EXERCISE — Look through the data below and, wherever a line carries the word "slightly", please copy that line.

Stored data entries
*** Begin section ***
PR #1850, opened 2024-03-08
Enable using Cairo 1 accounts in sncast

ddoktorski:
#1202 

This PR is part of the stack:

-- Write legacy information to accounts file (#1849)
-> Enable using Cairo 1 accounts in sncast (#1850)
-- Use Cairo 1 accounts in sncast tests (#1851)

## Introduced changes

- Modify logic in `get_account` function to enable using Cairo >=1 accounts

## Checklist

- [X] Linked relevant issue
- [X] Added relevant tests

### DIFF
--- a/crates/sncast/src/lib.rs
+++ b/crates/sncast/src/lib.rs
@@ -225,7 +225,7 @@ async fn build_account(
             &account_data.address
         )
     })?;
-    verify_account_address(address, provider).await?;
+    verify_account_address(address, chain_id, provider).await?;
 
     let class_hash = account_data
         .class_hash
@@ -252,14 +252,16 @@ async fn build_account(
 
 async fn verify_account_address(
     address: FieldElement,
+    chain_id: FieldElement,
     provider: &JsonRpcClient<HttpTransport>,
 ) -> Result<()> {
     match provider.get_nonce(BlockId::Tag(Pending), address).await {
         Ok(_) => Ok(()),
         Err(error) => {
             if let StarknetError(ContractNotFound) = error {
+                let decoded_chain_id = decode_chain_id(chain_id);
                 Err(anyhow!(
-                    "No account exists with the provided address {address:#x}"
+                    "Account with address {address:#x} not found on network {decoded_chain_id}"
                 ))
             } else {
                 Err(handle_rpc_error(error))
--- a/crates/sncast/src/lib.rs
+++ b/crates/sncast/src/lib.rs
@@ -41,7 +41,7 @@ pub mod response;
 pub mod state;
 
 #[derive(Deserialize, Serialize, Clone, Debug)]
-struct Account {
+struct AccountData {
     private_key: String,
     public_key: String,
     address: String,
@@ -199,9 +199,9 @@ pub async fn get_account<'a>(
 ) -> Result<SingleOwnerAccount<&'a JsonRpcClient<HttpTransport>, LocalWallet>> {
     let chain_id = get_chain_id(provider).await?;
     let account_info = if let Some(keystore) = keystore {
-        get_account_info_from_keystore(account, &keystore)?
+        get_account_data_from_keystore(account, &keystore)?
     } else {
-        get_account_info_from_accounts_file(account, chain_id, accounts_file)?
+        get_account_data_from_accounts_file(account, chain_id, accounts_file)?
     };
 
     let account = build_account(account_info, chain_id, provider).await?;
@@ -210,23 +210,23 @@ pub async fn get_account<'a>(
 }
 
 async fn build_account(
-    account_info: Account,
+    account_data: AccountData,
     chain_id: FieldElement,
     provider: &JsonRpcClient<HttpTransport>,
 ) -> Result<SingleOwnerAccount<&JsonRpcClient<HttpTransport>, LocalWallet>> {
     let signer = LocalWallet::from(SigningKey::from_secret_scalar(
-        parse_number(&account_info.private_key)
+        parse_number(&account_data.private_key)
             .context("Failed to convert private key to FieldElement")?,
     ));
-    let address = parse_number(&account_info.address).with_context(|| {
+    let address = parse_number(&account_data.address).with_context(|| {
         format!(
             "Failed to convert account address = {} to FieldElement",
-            &account_info.address
+            &account_data.address
         )
     })?;
     verify_account_address(address, provider).await?;
 
-    let class_hash = account_info
+    let class_hash = account_data
         .class_hash
         .map(|class_hash| {
             parse_number(&class_hash).with_context(|| {
@@ -239,7 +239,7 @@ async fn build_account(
         .transpose()?;
 
     let account_encoding =
-        get_account_encoding(account_info.legacy, class_hash, address, provider).await?;
+        get_account_encoding(account_data.legacy, class_hash, address, provider).await?;
 
     let mut account =
         SingleOwnerAccount::new(provider, signer, address, chain_id, account_encoding);
@@ -280,7 +280,10 @@ pub async fn check_class_hash_exists(
     }
 }
 
-fn get_account_info_from_keystore(account: &str, keystore_path: &Utf8PathBuf) -> Result<Account> {
+fn get_account_data_from_keystore(
+    account: &str,
+    keystore_path: &Utf8PathBuf,
+) -> Result<AccountData> {
     if !keystore_path.exists() {
         bail!("Failed to find keystore file");
     }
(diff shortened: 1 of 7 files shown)


crates/sncast/src/lib.rs
```diff
@@ -269,63 +286,92 @@ fn get_account_from_keystore<'a>(
...
-        ExecutionEncoding::Legacy,
-    ))
+        salt,
+        deployed,
+        class_hash,
+        legacy,
+    })
 }
 
-fn get_account_from_accounts_file<'a>(
```
ddoktorski, line 298: Note: `get_account_info_from_accounts_file` and `get_account_info_from_keystore` can also be utilized within `starknet_commands/account/deploy.rs` to refactor and simplify the code.

crates/sncast/src/lib.rs
```diff
@@ -269,63 +286,92 @@ fn get_account_from_keystore<'a>(
...
+async fn get_account_encoding(
+    legacy: Option<bool>,
+    class_hash: Option<FieldElement>,
+    address: FieldElement,
+    provider: &JsonRpcClient<HttpTransport>,
+) -> Result<ExecutionEncoding> {
+    if let Some(legacy) = legacy {
+        Ok(map_encoding(legacy))
+    } else {
+        let legacy = check_if_legacy_contract(class_hash, address, provider).await?;
```
THenry14, line 372: I'm struggling a bit to understand what problem this function (get_account_encoding) tries to solve, sorry. do you mind sharing a rationale behind this? will we call the network each time to check if an account is legacy, if there is no such info in account file?

obraz

crates/sncast/src/lib.rs
```diff
@@ -252,12 +274,7 @@ pub async fn check_class_hash_exists(
     }
 }
 
-fn get_account_from_keystore<'a>(
-    provider: &'a JsonRpcClient<HttpTransport>,
-    chain_id: FieldElement,
-    keystore_path: &Utf8PathBuf,
-    account: &str,
-) -> Result<SingleOwnerAccount<&'a JsonRpcClient<HttpTransport>, LocalWallet>> {
+fn get_account_info_from_keystore(account: &str, keystore_path: &Utf8PathBuf) -> Result<Account> {
```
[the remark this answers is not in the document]
ddoktorski: It depends what we mean by "account" 😅 Currently, It returns an `Account` struct, where it previously returned `SingleOwnerAccount` from starknet-rs. Instead of renaming the function, I would prefer to rename the `Account` struct to something like `AccountInfo`/`AccountData`. Wdyt?

crates/sncast/src/lib.rs
ddoktorski: When we create a `SingleOwnerAccount` we need to provide an encoding parameter that decides how calls will be encoded. There are 2 options: `ExecutionEncoding::Legacy` and `ExecutionEncoding::New`. Until now, we had hardcoded `ExecutionEncoding::Legacy`, but to support Cairo >=1 accounts, we need some logic to choose the correct encoding.

In the account file we can store information for `address`, `class_hash` and `legacy`, but only `address` is required. The function to choose the correct account encoding operates as follows:
- If `legacy` is not `None`, then it determines the encoding solely based on this boolean value. In this case we don't need to execute any RPC calls
- Otherwise it calls `check_if_legacy_contract`, this function first checks the encoding based on `class_hash`, and if `class_hash` is `None`, it checks based on `address`

As I think now the function `check_if_legacy_contract` can be slightly simplified, given that we can always get `ContractClass` only based on `address` using the `getClassAt` starknet method.

crates/sncast/src/lib.rs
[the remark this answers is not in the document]
THenry14: AccountData makes sense

crates/sncast/src/lib.rs
THenry14: would it make sense to, if there is no info in the file, do the call to network and store legacy info in the file, so it can be later retrieved? (as opposed to call to network everytime)

ddoktorski: Generally I think it would make sense. I am not sure though if this should be done in get account logic, it doesn't seem to be an appropriate place in the code to overwrite the accounts file. Currently we make changes in the accounts file in commands `account add/create/deploy`. Logically this makes sense and is expected. I'm leaning towards not implementing logic to store `legacy` data here. If there is any latency issue arise, it's very easy for users to manually add `"legacy": true` to their accounts file.

ddoktorski: Correct me if I'm wrong, but in script execution we only need to get account once? If this the case then we need to make only one additional RPC call (after making the change that I mentioned in the first message).

THenry14: as discussed yesterday offline, we need to write this info to the file, as there are more requests.

Main idea is to just do it silently in get_account.
The other idea would be to print a warning that legacy info is missing from accounts file, and have something like `account info-update` (name to be determined) that users would be able to call in order to update the file. That way we would by default make eccessive calls, but it would be more fair to users since we will give them an explicit way to update account info and get rid of these calls.

Both approaches have their flaws, but imo both are perfectly acceptable. wdyt?

crates/sncast/src/lib.rs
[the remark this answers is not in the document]
ddoktorski: https://github.com/foundry-rs/starknet-foundry/pull/1850/commits/f3f21ed2ec862b8bf4e6f23dee6941cfa6c04644

crates/sncast/src/lib.rs
```diff
@@ -269,63 +286,92 @@ fn get_account_from_keystore<'a>(
...
+    let class_hash = parse_to_string(deployment_info, "class_hash");
+    let salt = parse_to_string(deployment_info, "salt");
+    let deployed = parse_to_string(deployment_info, "status").map(|status| &status == "deployed");
+
+    let variant_info = account_info
+        .get("variant")
+        .expect("Failed to find variant key in the account JSON file");
+    let public_key = parse_to_string(variant_info, "public_key")
+        .ok_or_else(|| anyhow::anyhow!("Failed to get public key from account JSON file"))?;
+    let legacy = variant_info.get("legacy").and_then(Value::as_bool);
```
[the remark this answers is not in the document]
ddoktorski: https://github.com/foundry-rs/starknet-foundry/pull/1850/commits/64574ab0e709dfa0b61131d2e95cd2320c0a58b8

crates/sncast/src/lib.rs
ddoktorski: Adding a command to update account information seems reasonable to me. Created an issue to track this https://github.com/foundry-rs/starknet-foundry/issues/1901

crates/sncast/src/lib.rs
```diff
@@ -252,80 +275,104 @@ pub async fn check_class_hash_exists(
...
+    raise_if_empty(name, "Account name")?;
+    check_account_file_exists(path)?;
+
+    let accounts: HashMap<String, HashMap<String, AccountData>> = read_and_parse_json_file(path)?;
+    let network_name = chain_id_to_network_name(chain_id);
+
+    let account = accounts
+        .get(&network_name)
+        .and_then(|accounts_map| accounts_map.get(name))
+        .cloned();
```
THenry14, line 346: it would be cool to get rid of this clone, we could probably just merge this + ok_or_else (below) and return directly

ddoktorski: I don't see an easy way to get rid of `cloned` at the moment, but I simplified the code slightly in https://github.com/foundry-rs/starknet-foundry/pull/1850/commits/a5edc902094e1d45f6f0c68ee4db5e9becadb6d3

crates/sncast/src/lib.rs
```diff
@@ -220,24 +199,68 @@ pub async fn get_account<'a>(
...
+    address: FieldElement,
+    provider: &JsonRpcClient<HttpTransport>,
+) -> Result<()> {
+    match provider.get_nonce(BlockId::Tag(Pending), address).await {
         Ok(_) => Ok(()),
         Err(error) => {
             if let StarknetError(ContractNotFound) = error {
-                Err(anyhow!("Invalid account address"))
+                Err(anyhow!(
+                    "No account exists with the provided address {address:#x}"
```
THenry14, line 262: nitpick: let's add chain_id to this message as well; just because an address does not exist in network X, it does not mean it doesn't for network Y as well

THenry14 (approved):

crates/sncast/src/lib.rs
ddoktorski: https://github.com/foundry-rs/starknet-foundry/pull/1850/commits/6ac076e32698fd18a88cec63ece2c4766ff9f3ee

PR #1851, opened 2024-03-08
Use Cairo 1 accounts in sncast tests

ddoktorski:
#1202 

This PR is part of the stack:

-- Write legacy information to accounts file (#1849)
-- Enable using Cairo 1 accounts in sncast (#1850)
-> Use Cairo 1 accounts in sncast tests (#1851)

## Introduced changes

- Use Cairo 1 accounts in sncast tests by default
- Run basic tests for both Cairo 0 and 1 accounts

## Checklist

- [X] Linked relevant issue
- [X] Added relevant tests


crates/sncast/tests/helpers/devnet.rs
```diff
@@ -34,7 +34,14 @@ fn start_devnet() {
...
 
     Command::new("tests/utils/devnet/bin/starknet-devnet")
-        .args(["--port", &port, "--seed", &SEED.to_string()])
+        .args([
+            "--port",
+            &port,
+            "--seed",
+            &SEED.to_string(),
+            "--account-class",
+            "cairo1",
```
ddoktorski, line 43: Note: In the current version of `starknet-devnet-rs`, which supports RPC `0.7.0`, it has become the default setting. Therefore, it can be potentially removed later.

crates/sncast/tests/helpers/constants.rs
```diff
@@ -15,4 +15,4 @@ pub const DEVNET_OZ_CLASS_HASH_CAIRO_0: &str =
 pub const DEVNET_PREDEPLOYED_ACCOUNT_ADDRESS: &str =
     "0x691a61b12a7105b1372cc377f135213c11e8400a546f6b0e7ea0296046690ce";
 pub const DEVNET_OZ_CLASS_HASH_CAIRO_1: &str =
-    "0x61dac032f228abef9c6626f995015233097ae253a7f72d68552db02f2971b8f";
+    "0x4c6d6cf894f8bc96bb9c525e6853e5483177841f7388f74a46cfda6f028c755";
```
ddoktorski, line 18: Note: It will be necessary to update it after devnet updates.

crates/sncast/tests/data/accounts/accounts.json
```diff
@@ -47,10 +47,17 @@
             "public_key": "0x4fdaeb60e75399877bd5d14d3dac2e805f3c2a6732851a19db63fee0cfae00d",
             "address": "0x68d6e92b8e2310c550178b2fe484d5cb89dd6aa93ae804afd4d124e9d6c3cd3"
         },
-        "user9": {
+        "cairo1": {
```
THenry14, line 50: these are cairo0 accounts, right?

crates/sncast/tests/helpers/constants.rs
THenry14: let's add in code comment with a path where it is defined in devnet, maybe?

crates/sncast/tests/helpers/devnet.rs
THenry14: https://github.com/foundry-rs/starknet-foundry/issues/1862

crates/sncast/tests/data/accounts/accounts.json
ddoktorski: After setting `--account-class cairo1` in the `starknet-devnet` command, all predeployed accounts are Cairo 1.

THenry14: let me rephrase my question - what are the accounts you have added here?

ddoktorski: I've renamed `user9` -> `cairo1` and included the account that we deploy in the `deploy_keystore_account` fixture to this file (`cairo0`). I haven't added any new account to our devnet network that wasn't already present.

THenry14: > I've renamed user9 -> cairo1

what is the rationale behind this?

> included the account that we deploy in the deploy_keystore_account 

keystore accounts should never be added to accounts file, these are different types altogether and shouldn not be mixed

ddoktorski: > what is the rationale behind this?

This account is used in parameterized tests, that execute the same command for 2 accounts. It's more self explanatory to have `--account cairo1`, rather that `--account user9`.

> keystore accounts should never be added to accounts file, these are different types altogether and should not be mixed

We don't use this account in any other test, by reusing it there is no need to add redundant code. However, if you prefer to use the keystore account only for deployment, I can generate a separate account for Cairo 0 and add a fixture that deploys it.

ddoktorski: https://github.com/foundry-rs/starknet-foundry/pull/1851/commits/7f41085cdea12063307b7d8c854cbec2bbd7468e

crates/sncast/tests/helpers/constants.rs
THenry14: > This needs to be updated whenever we update the devnet

is this true? I think class hashes are idependent of devnet version, and we will need to update this only if devnet updates OZ contract, but let's double-check

crates/sncast/tests/helpers/devnet.rs
THenry14: the support is merged to master, let's conform to that

crates/sncast/tests/helpers/fixtures.rs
*** End section ***
ANSWER FOR THIS EXERCISE —
As I think now the function `check_if_legacy_contract` can be slightly simplified, given that we can always get `ContractClass` only based on `address` using the `getClassAt` starknet method.
ddoktorski: I don't see an easy way to get rid of `cloned` at the moment, but I simplified the code slightly in https://github.com/foundry-rs/starknet-foundry/pull/1850/commits/a5edc902094e1d45f6f0c68ee4db5e9becadb6d3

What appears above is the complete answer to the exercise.